To do: Please copy out every line of the data word for word.

Exercise materials:
PR #1028, opened 2019-01-21
Fix indentation in docs/ref/filters.txt

jieter:
https://django-filter.readthedocs.io/en/master/ref/filters.html#datefromtorangefilter

note/warning after code block was not properly indented


jieter:
also note readthedocs still serves docs for version 2.0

Written reply:
PR #1028, opened 2019-01-21
Fix indentation in docs/ref/filters.txt

jieter:
https://django-filter.readthedocs.io/en/master/ref/filters.html#datefromtorangefilter

note/warning after code block was not properly indented


jieter:
also note readthedocs still serves docs for version 2.0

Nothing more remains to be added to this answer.